* [Data for analysis]:
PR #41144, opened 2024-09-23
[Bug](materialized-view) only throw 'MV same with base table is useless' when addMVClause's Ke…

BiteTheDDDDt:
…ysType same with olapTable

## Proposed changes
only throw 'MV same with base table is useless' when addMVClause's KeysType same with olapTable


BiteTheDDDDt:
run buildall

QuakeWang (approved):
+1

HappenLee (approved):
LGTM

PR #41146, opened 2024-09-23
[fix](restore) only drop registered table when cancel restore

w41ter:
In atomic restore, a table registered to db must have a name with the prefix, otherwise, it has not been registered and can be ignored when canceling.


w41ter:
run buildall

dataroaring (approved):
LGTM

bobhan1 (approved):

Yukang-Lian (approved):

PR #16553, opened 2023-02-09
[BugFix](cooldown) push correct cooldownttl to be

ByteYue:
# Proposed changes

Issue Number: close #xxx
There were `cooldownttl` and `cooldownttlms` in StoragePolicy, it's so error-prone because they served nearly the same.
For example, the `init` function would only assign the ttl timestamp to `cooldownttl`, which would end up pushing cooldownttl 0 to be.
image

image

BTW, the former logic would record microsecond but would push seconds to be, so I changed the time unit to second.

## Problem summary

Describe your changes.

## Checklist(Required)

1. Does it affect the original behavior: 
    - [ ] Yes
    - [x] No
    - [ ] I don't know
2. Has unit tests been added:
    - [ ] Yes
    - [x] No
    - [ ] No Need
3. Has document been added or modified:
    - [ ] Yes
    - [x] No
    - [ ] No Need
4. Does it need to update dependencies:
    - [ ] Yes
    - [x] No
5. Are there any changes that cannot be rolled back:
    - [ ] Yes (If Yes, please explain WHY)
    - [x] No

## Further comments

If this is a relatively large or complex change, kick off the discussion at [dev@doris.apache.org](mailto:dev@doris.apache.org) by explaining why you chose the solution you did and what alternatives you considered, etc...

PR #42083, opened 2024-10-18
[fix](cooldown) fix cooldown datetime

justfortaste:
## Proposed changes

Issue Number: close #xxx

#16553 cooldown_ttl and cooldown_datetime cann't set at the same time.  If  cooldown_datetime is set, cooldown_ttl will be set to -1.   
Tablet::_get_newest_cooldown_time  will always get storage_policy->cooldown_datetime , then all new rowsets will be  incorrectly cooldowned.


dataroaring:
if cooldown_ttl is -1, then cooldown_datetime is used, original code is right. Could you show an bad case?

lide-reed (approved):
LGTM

* [Description of the task]: Please filter the entries above down to the lines holding "dataroaring" and copy them.

* [Exercise answer]:
dataroaring (approved):
dataroaring:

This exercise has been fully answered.